Thailand in stalemate การเมืองไทยยืดเยื้อ

4 07 2008

Nowadays we always hear many interesting news. Interior Minister Chalerm was chased out by a group of local in Krabi province. Prime Minister Samak complained that police planned to detain him immediately after he tocuhed down at the Suvarnabhumi airport. One or more excutive members of People Power Party, the ruling party, would soon be disqualified from their canibet position. Premier Samak himself might soon be busy defending his court cases. Former premier Thaksin Shinawatra has been ordered not to leave the country as the date of hearing on the land scandal is due next week. And a few ruling coalition parties may be dissolved. That no doubt would include the main actor like PPP.

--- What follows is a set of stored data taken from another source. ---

PR #3070, opened 2018-08-14
[TE] detection - support active flag

apucher:


jihaozh:
One question. How will this affect our existing detection configs without the new active flag?

apucher:
They'll be disabled unless specifically activated. We're already seeing a bunch of unused prototypes lying around

PR #3073, opened 2018-08-14
Reduce heap usage during segment builds

mcvsubbu:
While measuring heap allocations during segment builds, jmap showed
sun.nio.cs.UTF_8$Decoder and sun.nio.cs.UTF_8$Encoder among the top
40 objects in both size and number of instances. In 4 use internal use cases
the jmap output had these numbers, allocated during segment creation
(in most cases, there were in the top 5 in terms of memory)

Use case 1:
 num     #instances         #bytes  class name
----------------------------------------------
   3:      26459379     1058375160  sun.nio.cs.UTF_8$Decoder
   7:       5592818      313197808  sun.nio.cs.UTF_8$Encoder

Use case 2:
   2:        950923       38036920  sun.nio.cs.UTF_8$Decoder
   30:          2349         131544  sun.nio.cs.UTF_8$Encoder

Use case 3:
   3:       5385769      215430760  sun.nio.cs.UTF_8$Decoder

Use case 4:
   5:       5407753      216310120  sun.nio.cs.UTF_8$Decoder
   7:       2016142      112903952  sun.nio.cs.UTF_8$Encoder

Upon closer look, it appears that the call String.getBytes("UTF-8") caches the
decoder in a ThreaLocal variable in StringCoding class, whereas the call to String.getBytes(Charset)
ends up creating a new decoder everytime.

Same with encoder calls.

It should help to cache the encoder/decoder in query path as well.

This change replaces calls to encode/decode Strings to utf8 with a method in
StringUtil class.

After the change, the decoder/encoder do not appear in the top objects.

### DIFF
--- a/pinot-common/src/main/java/com/linkedin/pinot/common/data/FieldSpec.java
+++ b/pinot-common/src/main/java/com/linkedin/pinot/common/data/FieldSpec.java
@@ -41,7 +41,6 @@ import org.apache.commons.codec.binary.Hex;
  */
 @SuppressWarnings("unused")
 public abstract class FieldSpec implements Comparable<FieldSpec>, ConfigNodeLifecycleAware {
-
   private static final Integer DEFAULT_DIMENSION_NULL_VALUE_OF_INT = Integer.MIN_VALUE;
   private static final Long DEFAULT_DIMENSION_NULL_VALUE_OF_LONG = Long.MIN_VALUE;
   private static final Float DEFAULT_DIMENSION_NULL_VALUE_OF_FLOAT = Float.NEGATIVE_INFINITY;
--- a/pinot-common/src/main/java/com/linkedin/pinot/common/data/FieldSpec.java
+++ b/pinot-common/src/main/java/com/linkedin/pinot/common/data/FieldSpec.java
@@ -21,10 +21,8 @@ import com.google.gson.JsonPrimitive;
 import com.linkedin.pinot.common.Utils;
 import com.linkedin.pinot.common.config.ConfigKey;
 import com.linkedin.pinot.common.config.ConfigNodeLifecycleAware;
-import com.linkedin.pinot.common.utils.DataSchema;
 import com.linkedin.pinot.common.utils.EqualityUtils;
 import com.linkedin.pinot.common.utils.primitive.ByteArray;
-import java.nio.charset.Charset;
 import javax.annotation.Nonnull;
 import org.apache.avro.Schema.Type;
 import org.apache.commons.codec.DecoderException;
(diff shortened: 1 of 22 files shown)


pinot-common/src/main/java/com/linkedin/pinot/common/utils/StringUtil.java
```diff
@@ -15,12 +15,14 @@
...
 package com.linkedin.pinot.common.utils;
 
+import java.io.UnsupportedEncodingException;
 import javax.annotation.Nonnull;
 import org.apache.commons.lang.StringUtils;
 
 
 public class StringUtil {
   private static final char NULL_CHARACTER = '\0';
+  private static String charSet = "UTF-8";
```
Jackie-Jiang: Please make this private static **final** with name **UTF-8**

pinot-common/src/main/java/com/linkedin/pinot/common/data/FieldSpec.java
```diff
@@ -43,7 +41,6 @@
  */
 @SuppressWarnings("unused")
 public abstract class FieldSpec implements Comparable<FieldSpec>, ConfigNodeLifecycleAware {
-  private static final Charset UTF_8 = Charset.forName("UTF-8");
```
Jackie-Jiang: (OCD) Can you also remove the empty line followed by the removed line? Same for other files

pinot-common/src/main/java/com/linkedin/pinot/common/utils/StringUtil.java
mcvsubbu: meant to do that.

pinot-common/src/main/java/com/linkedin/pinot/common/data/FieldSpec.java
mcvsubbu: really? i was just deleting stuff that is not used....
oh well..

pinot-common/src/main/java/com/linkedin/pinot/common/utils/StringUtil.java
Jackie-Jiang: I prefer change the variable name to "UTF_8" because based on the method name, it has to be UTF-8 instead of any other char set. and also the convention for private static final variable should be all capital letters.

mcvsubbu: woops, missed this last comment of yours. Will fix in the next code checkin. Sorry.

sunithabeeram:
Nice find! 1G per segment for one of the use cases is a nice saving.

PR #3418, opened 2018-10-31
Segment name generator with _postfix

mnandinic:
If the time column name exists, _segmentNamePostfix = "postfix", and _sequenceId = 1, the segment name should be tableName_minDate_maxDate_postfix_1 , rather than ableName_minDate_maxDate_postfix-1

### DIFF
--- a/pinot-hadoop/src/main/java/com/linkedin/pinot/hadoop/job/mapper/HadoopSegmentCreationMapReduceJob.java
+++ b/pinot-hadoop/src/main/java/com/linkedin/pinot/hadoop/job/mapper/HadoopSegmentCreationMapReduceJob.java
@@ -224,8 +224,10 @@ public class HadoopSegmentCreationMapReduceJob {
       segmentGeneratorConfig.setFormat(fileFormat);
       segmentGeneratorConfig.setOnHeap(true);
 
+//      If the time column name exists, _segmentNamePostfix = "postfix", and _sequenceId = 1, the segment name would be
+//      tableName_minDate_maxDate_postfix_1
       if (null != _postfix) {
-        segmentGeneratorConfig.setSegmentNamePostfix(String.format("%s-%s", _postfix, seqId));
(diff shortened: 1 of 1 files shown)


pinot-hadoop/src/main/java/com/linkedin/pinot/hadoop/job/mapper/HadoopSegmentCreationMapReduceJob.java
```diff
@@ -224,8 +224,10 @@ protected String createSegment(String dataFilePath, Schema schema, Integer seqId
       segmentGeneratorConfig.setFormat(fileFormat);
       segmentGeneratorConfig.setOnHeap(true);
 
+//      If the time column name exists, _segmentNamePostfix = "postfix", and _sequenceId = 1, the segment name would be
+//      tableName_minDate_maxDate_postfix_1
       if (null != _postfix) {
-        segmentGeneratorConfig.setSegmentNamePostfix(String.format("%s-%s", _postfix, seqId));
```
npawar: Not quite sure why it needs to be "_" and not "-". Could you please elaborate?

mnandinic: Everywhere in the code it is mentioned that this is the format. If you look at DefaultSegmentNameGenerator, the comments say

 * If the time column name exists, _segmentNamePostfix = "postfix", and _sequenceId = 1, the segment name would be
   * tableName_minDate_maxDate_postfix_1

But when I tried to create segment, it was _postfix-sequenceId. After looking into the code, found this.

jenniferdai: I think we should leave this as is. Uber guys committed this parameter for their use, and I do not want to change how their segment names are formatted. I might have added the wrong comment for the sample segment name, if you would like to fix that instead.

npawar:

PR #3421, opened 2018-10-31
Fix a potential typo in QuerySchedulerFactory

haibow:
Likely a typo. Similar to `tokenbucket`, we should also check schedulerName for `bounded_fcfs`.


haibow:
@atumbde could you help to take a look?

haibow:
Thanks @jackjlli ! Could you help to merge it? I don't have permission to do it.

PR #3424, opened 2018-11-01
Add RecordTransformer to perform transformation to incoming record (GenericRow)

Jackie-Jiang:
Replace the PlainFieldExtractor with record transformers for flexibility
When reading records from record reader or consuming realtime records, need to perform transformation.
When converting realtime segment into offline segment, no need to perform transformation because it's already done while consuming.

Default record transformers:
1. TimeTransformer: converts incoming time into outgoing time
2. ExpressionTransformer: evaluate expressions and insert values into record
3. DataTypeTransformer: converts values in record to data types specified in the schema
4. SanitationTransformer: sanitizes values (remove '\0' from string, put byte[] into ByteArray)

CompoundTransformer can take a list of transformers and perform all the transformations


pinot-core/src/main/java/com/linkedin/pinot/core/data/recordtransformer/DataTypeTransformer.java
```diff
@@ -0,0 +1,121 @@
...
+  @Override
+  public GenericRow transform(GenericRow record) {
+    for (Map.Entry<String, PinotDataType> entry : _dataTypes.entrySet()) {
+      String column = entry.getKey();
+      PinotDataType dest = entry.getValue();
+      Object value = record.getValue(column);
+
+      // NOTE: should not be null in normal case if combined with other transformers (without TimeTransformer, outgoing
+      // time column might be null)
+      if (value == null) {
```
mcvsubbu: Where is the value being set to default null (if incoming is null)?

pinot-core/src/test/java/com/linkedin/pinot/core/data/recordtransformer/RecordTransformerTest.java
```diff
@@ -0,0 +1,136 @@
...
+    TimeTransformer transformer = new TimeTransformer(SCHEMA);
+    GenericRow record = getRecord();
+    for (int i = 0; i < NUM_ROUNDS; i++) {
+      record = transformer.transform(record);
+      assertNotNull(record);
+      assertEquals(record.getValue("outgoing"), 123 * 6 * 3600 * 1000L);
+    }
+  }
+
+  @Test
```
mcvsubbu: I am not sure all the removed tests from PlainFieldExtractorTest are covered here. I see some tests there for a random class that has a toString method, and also multiple time-spec transformation tests

pinot-core/src/main/java/com/linkedin/pinot/core/data/recordtransformer/DataTypeTransformer.java
Jackie-Jiang: Default null is set before getting to the record transformer. Value should never be null here in normal case.

pinot-core/src/test/java/com/linkedin/pinot/core/data/recordtransformer/RecordTransformerTest.java
Jackie-Jiang: Here we test the random class with toString() in the "svString" column. Time converter has separate tests (DefaultTimeConverterTest).

pinot-core/src/main/java/com/linkedin/pinot/core/data/recordtransformer/CompoundTransformer.java
```diff
@@ -0,0 +1,62 @@
...
+ */
+public class CompoundTransformer implements RecordTransformer {
+  private final List<RecordTransformer> _transformers;
+
+  /**
+   * Returns a record transformer that performs time transform, expressions transform and data type transform.
+   */
+  public static CompoundTransformer getDefaultTransformer(Schema schema) {
+    return new CompoundTransformer(
+        Arrays.asList(new TimeTransformer(schema), new ExpressionTransformer(schema), new DataTypeTransformer(schema)));
```
mcvsubbu: Can you add a comment (preferably a story) here about how certain transformers have to be before others? The CompoundTransformer class somehow implies that the order does not matter, but it does, doesn't it?

pinot-core/src/main/java/com/linkedin/pinot/core/data/recordtransformer/DataTypeTransformer.java
```diff
@@ -0,0 +1,121 @@
...
+    }
+  }
+
+  @Override
+  public GenericRow transform(GenericRow record) {
+    for (Map.Entry<String, PinotDataType> entry : _dataTypes.entrySet()) {
+      String column = entry.getKey();
+      PinotDataType dest = entry.getValue();
+      Object value = record.getValue(column);
+
```
mcvsubbu: should you continue if it is a time field-spec?
Somehow i feel it is better to fold in time transformation into record transformation (like before).

Jackie-Jiang: By this point, all fields should be treated the same (such as expression fields). DataTypeTransformer should be the last transformer which guarantees that all the values follow the field spec.

npawar:
What kind of flexibility are we achieving by moving from PlainFieldExtractor to RecordTransformer? What was the issue with the PlainFieldExtractor which prompted this change?

pinot-core/src/main/java/com/linkedin/pinot/core/segment/creator/impl/SegmentIndexCreationDriverImpl.java
```diff
@@ -318,16 +324,18 @@ private void buildRaw() throws Exception {
...
       recordReader.rewind();
       LOGGER.info("Start building IndexCreator!");
-      GenericRow readRow = new GenericRow();
-      GenericRow transformedRow = new GenericRow();
+      GenericRow readRow = null;
       while (recordReader.hasNext()) {
         long start = System.currentTimeMillis();
-        transformedRow = readNextRowSanitized(readRow, transformedRow);
+        readRow = GenericRow.createOrReuseRow(readRow);
+        GenericRow transformedRow = _recordTransformer.transform(recordReader.next(readRow));
```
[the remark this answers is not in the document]
Jackie-Jiang: Good point, and one problem this PR is trying to address is removing this extra transform. I added a constructor to specify the record transformer, and for realtime segment conversion, the record transformer is the pass-through one (no-op transformer).

pinot-core/src/test/java/com/linkedin/pinot/core/data/recordtransformer/RecordTransformerTest.java
```diff
@@ -0,0 +1,136 @@
...
+import com.linkedin.pinot.core.data.GenericRow;
+import java.util.HashMap;
+import java.util.Map;
+import java.util.concurrent.TimeUnit;
+import org.testng.annotations.Test;
+
+import static org.testng.Assert.*;
+
+
+public class RecordTransformerTest {
```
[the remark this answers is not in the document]
Jackie-Jiang: Added

pinot-core/src/main/java/com/linkedin/pinot/core/data/manager/realtime/HLRealtimeSegmentDataManager.java
```diff
@@ -244,31 +242,8 @@ public void run() {
...
-            serverMetrics.addMeteredTableValue(tableStreamName,
-                ServerMeter.ROWS_WITH_ERRORS, (long) numErrors);
-          }
-          Map<String, Integer> errorCount = extractor.getErrorCount();
-          for (String column : errorCount.keySet()) {
-            if ((numErrors = errorCount.get(column)) > 0) {
-              segmentLogger.warn("Column {} had {} rows with errors", column, numErrors);
-            }
-          }
-          if ((numConversions = extractor.getTotalConversions()) > 0) {
```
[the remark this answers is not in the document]
Jackie-Jiang: We keep the number of rows errored metric, and remove the numNulls (always 0), and nulConversions (which IMO is not very useful). I don't think there is a good way to confirm with open source users.

pinot-core/src/main/java/com/linkedin/pinot/core/data/manager/realtime/HLRealtimeSegmentDataManager.java
```diff
@@ -244,31 +242,8 @@ public void run() {
...
-            serverMetrics.addMeteredTableValue(tableStreamName,
-                ServerMeter.ROWS_NEEDING_CONVERSIONS, (long) numConversions);
-            segmentLogger.info("{} rows needed conversions ", numConversions);
-          }
-          if ((numNulls = extractor.getTotalNulls()) > 0) {
-            serverMetrics.addMeteredTableValue(tableStreamName,
-                ServerMeter.ROWS_WITH_NULL_VALUES, (long) numNulls);
-            segmentLogger.info("{} rows had null columns", numNulls);
-          }
-          if ((numNullCols = extractor.getTotalNullCols()) > 0) {
```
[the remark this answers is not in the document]
Jackie-Jiang: Done

Jackie-Jiang:
@npawar One major limitation with PlainFieldExtractor is all transforms are fixed and cannot be changed. With the abstraction of RecordTransformer, we can easily combine multiple RecordTransformers to achieve different requirement, and each RecordTransformer need to only focus on one functionality, such as time conversion, expression evaluation, data type conversion etc. This can also make adding new transformers way easier. For converting realtime segment to offline segment, we can use a PassThrough transformer because all the transform has already been applied.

If all the above occur, what will be left for Thailand? In a seminar I attended lately on “Crisis, Brinkmanship and stalemate: What Next for Thailand?”, almost all speakers seem pessimistic. Some see it as end game of Samak government. Some think all the turmoil will end up in physical fighting between supporters of PAD and PPP. PAD has made it known that they want a change in an entire political system. They claim that full democracy will never work in Thailand. Some of the political leaders will have to be chosen as general election will bring old faces to political scence again and again. And again, if general election is allowed, PPP or Thakisin nominee party will surely win. To get beyond Thaksin phenomenon, leaders must be appointed and some can be elected. Shold this happen, Thailand is going backward or not going anywhere. This explains why PAD has not have much support this time, unlike the demonstration they led in 2006 when they gained massive support from Bangkokian. Yet, we can never underestimate PAD. It seems that their influence has extended widely to the 14 provinces in the South. As a result, Prime Minister Samak and Interior Minister Chalerm do not dare to visit southern provinces. Local people stated clearly that they are not welcome and that both leaders have no legitimacy to rule.

Can we rely on the capability of the Opposition to make change in the parliament? A simple answer is NO. Democrat Party has been weak and incapable. It can never offer an alternative force, not for the moment, until and unless it changes its leader. It has been disappointing for many of its supporters that they falied to capitalise on the last electionn when everything was going their way – especailly the silent support from the military and the royal establishment. Yet, they could not manage to penetrate to the North and the Northeast. It will be a long time before they can make a comeback. DP really needs to do a serious soul searching.

Before we cna think of any likely scenario in a few weeks to come, it would be interesting to see what Thaksin will do a day before his court hearing. I do not think that he would allow the court to prove him guilty. How he will fight will be something all the Thai have to keep their eyes really open.